Johnson knocked on the motel room door, and after a moment of rustling inside, a young blond woman in a bathrobe answered. At her bare feet were scattered crayons, evidence of her son’s coloring project that morning.
She invited Johnson in, apologizing for the mess.
After some conversation, it became clear that she was getting desperate. She was planning to leave her daughters with their grandmother while she went away to stay with a friend. There, she would try to raise the money she needed to get her driver’s license back.
The girls would have to change schools, something they didn’t want to do.
As she talked, the young mother fought to maintain her composure.
“Anything I can do to help, kiddo?” Johnson asked gently.
“No, I’m kind of beyond that now,” she answered, lifting her preschool son to her lap. She played with his toes and listened quietly as Johnson suggested a meeting with teachers to make the transition smoother for her girls.
The young woman nodded but didn’t look at Johnson, as if fearing that opening her mouth would cause sobs to spill forth.
After leaving, Johnson was subdued.
“The most devastating thing for kids is abandonment,” he said later. “They don’t ever bounce back from that.”
Johnson would visit the woman again in a few days, armed with a list of options short of leaving her children.

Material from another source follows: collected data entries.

PR #462, opened 2026-08-17
Creating, opening, forking or reviving a session moves only the asker's chat

jfonsecarivera:
## The report

Chats kept opening at random: while working in one session's chat, the dashboard would switch to some other session unbidden.

## The cause

Every chat pane switches session on a kernel `focus` message (`render.ts` → `revealSelfPane()` + `setActive`), and four kernel paths still **broadcast** that focus to every connected dashboard — every browser window, phone PWA, VS Code pane, federated viewer:

| path | trigger | effect |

Although Johnson doesn’t always succeed in achieving a secure, healthy home environment for children, his house calls have made a difference for many students, principals say. His work also has taken the pressure off teachers to provide things such as clothes and food for needy children.
“It’s critical,” Ramsey Principal Walker said of the family resource position.
Now, the job is paid with state tobacco tax proceeds which are earmarked for substance abuse programs. By supporting families of troubled elementary students, the school district hopes to build traits in those children to help them resist drugs as they grow older.
In the short term, much of what Johnson does simply gets children to class, which increases their chances of success in the long run.
“Doing this kind of stuff can be really frustrating,” Johnson admitted. “But knowing there are so many organizations and agencies that can help people out, that makes it real doable.”